É uma operação socialmente impossível.

E o que é socialmente impossível é juridicamente impossível.

(..) Por aí se vê que a dimensão simplesmente normativa do Direito é inseparável do conteúdo ético-social do mesmo, deixando a certeza de que a solução que se revela impossível do ponto de vista social é igualmente impossível do ponto de vista jurídico.

9 - O atual direito positivo brasileiro não comporta o pretendido alcance do poder de reivindicar atribuído ao proprietário pelo art. 524 do CC.

A leitura de todos os textos do CC só pode se fazer à luz dos preceitos constitucionais vigentes. Não se concebe um direito de propriedade que tenha vida em confronto com a Constituição Federal, ou que se desenvolva paralelamente a ela.

As regras legais, como se sabe, se arrumam de forma piramidal.

Ao mesmo tempo em que manteve a propriedade privada, a CF a submeteu ao princípio da função social (arts. 5º, XXII e XXIII; 170, II e III; 182, 2º; 184; 186; etc.).

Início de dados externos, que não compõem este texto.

PR #329, opened 2019-07-17
Add support for running workers via sidekiq

iNecas:
This PR adds support for running workers via sidekiq, while preserving the current executor
for cases where sidekiq is not around.

Things to add within this PR:

- [x] - telemetry support for sidekiq workers
- [x] - unit tests

Things to be covered after this PR:

There are still many things that need to be covered before turning into production. However
it should be good enough to start playing with and I would prefer addressing the additional
steps in separate PRs once this is merged

Specific steps TBD.

See the `examples/remote_executor.rb` for instructions how to test it out.

This PR is split into smaller comments that should make sense by them own. The recommended approach to review the PR is going though commits one by one (the commit messages also have some additional information about the reasons for the changes)

EDIT:
Redmine: https://projects.theforeman.org/issues/27409


iNecas:
Definitely

lib/dynflow/director.rb
```diff
@@ -42,33 +64,70 @@ def initialize(execution_plan_id, step, queue)
...
+        manager = Director::SequentialManager.new(world, execution_plan)
+        manager.finalize
+        @finalize_steps_data = manager.finalize_steps.map(&:to_hash)
+      end
+
+      def to_hash
+        super.merge(finalize_steps_data: @finalize_steps_data)
+      end
+
+      def self.new_from_hash_(hash, *_args)
```
adamruzicka: To fix execution plans with finalize steps ending in stopped-pending do `sed 's/_(/(/'` on this line

iNecas: Sorry, my bad: I was just testing that the code is not working without the method (and you've noticed it wasn't), and forgot to put it back. Updated

iNecas:
It seems I've found the fix for the mysql failures: seems like it had something to do with the way the rounding of time is handled in specific mysql version: uncreasing the datetime precision for mysql seemed to put the mysql test failure away.

iNecas:
It seems I've found the fix for the mysql failures: seems like it had something to do with the way the rounding of time is handled in specific mysql version: uncreasing the datetime precision for mysql seemed to put the mysql test failure away.

iNecas:
@adamruzicka thinking about the sidekiq redis settings, I'm actually not sure it belongs to the dynflow configuration, as it's something to be setup globally when running the processes. It might be even bigger issue when running in an environment where sidekiq is already setup, and one would like just to use it. Therefore I would probably suggest leaving the sidekiq/redis configuration outside of Dynflow itself, and Dynflow just assuming the configuration is correct.

Are there any downsides that I'm overlooking?

test/abnormal_states_recovery_test.rb
```diff
@@ -275,7 +275,7 @@ def with_invalidation_while_executing(finish)
             client_world_config = Config::ForWorld.new(Config.new.tap { |c| c.executor = false }, create_world )
             client_world_config.auto_validity_check.must_equal false
 
-            executor_world_config = Config::ForWorld.new(Config.new.tap { |c| c.executor = lambda { |w, _| Executors::Parallel.new(w, 15) } }, create_world )
+            executor_world_config = Config::ForWorld.new(Config.new.tap { |c| c.executor = lambda { |w, _| Executors::Parallel::Core } }, create_world )
```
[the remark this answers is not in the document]
iNecas: Updated

examples/example_helper.rb
```diff
@@ -41,15 +46,26 @@ def persistence_adapter
     end
 
     def logger_adapter
-      Dynflow::LoggerAdapters::Simple.new $stderr, 4
+      Dynflow::LoggerAdapters::Simple.new $stderr, 1
```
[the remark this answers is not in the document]
iNecas: Updated

lib/dynflow/executors/abstract/core.rb
```diff
@@ -0,0 +1,124 @@
...
+        end
+
+        def schedule_heartbeat
+          @world.clock.ping(self, @heartbeat_interval, :heartbeat)
+        end
+
+        def on_message(message)
+          super
+        rescue Errors::PersistenceError => e
+          self.tell([:handle_persistence_error, e])
```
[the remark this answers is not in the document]
iNecas: Updated

iNecas:
Telemetry support added for the sidekiq

test/executor_test.rb
```diff
@@ -2,444 +2,455 @@
...
+require 'sidekiq/testing'
+::Sidekiq::Testing::inline!
+require 'dynflow/executors/sidekiq/core'
+
 module Dynflow
   module ExecutorTest
-    describe "executor" do
-
-      include PlanAssertions
+    [::Dynflow::Executors::Parallel::Core, ::Dynflow::Executors::Sidekiq::Core].each do |executor|
```
iNecas: I've added both executors to test, only line 17-19 (cleanup of the process_word), 23 (setting the executor) and 24 (setting the process role) has been modified. The rest is just whitespace

iNecas:
Starting with the `telemetry` commit, we've started hitting this error with postgres:

```
consistency check::for plans assigned to invalid world::world invalidation#test_0002_schedules the plans to be run on different executor:
Sequel::PoolTimeout: timeout: 5.0, elapsed: 5.000237526000035
```
I haven't seen this before (and test tests just one commit sooner were passing fine). I'm also failing to reproduce this locally :(

iNecas:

Esse princípio não significa apenas uma limitação a mais ao direito de propriedade, como, por exemplo, as restrições administrativas, que atuam por força externa àquele direito, em decorrência do poder de polícia da Administração.

O princípio da função social atua no conteúdo do direito. Entre os poderes inerentes ao domínio, previstos no art. 524 do CC (usar, fruir, dispor e reivindicar), o princípio da função social introduz um outro interesse (social) que pode não coincidir com os interesses do proprietário.

(..) Assim, o referido princípio torna o direito de propriedade, de certa forma, conflitivo consigo próprio, cabendo ao Judiciário dar-lhe a necessária e serena eficácia nos litígios graves que lhe são submetidos.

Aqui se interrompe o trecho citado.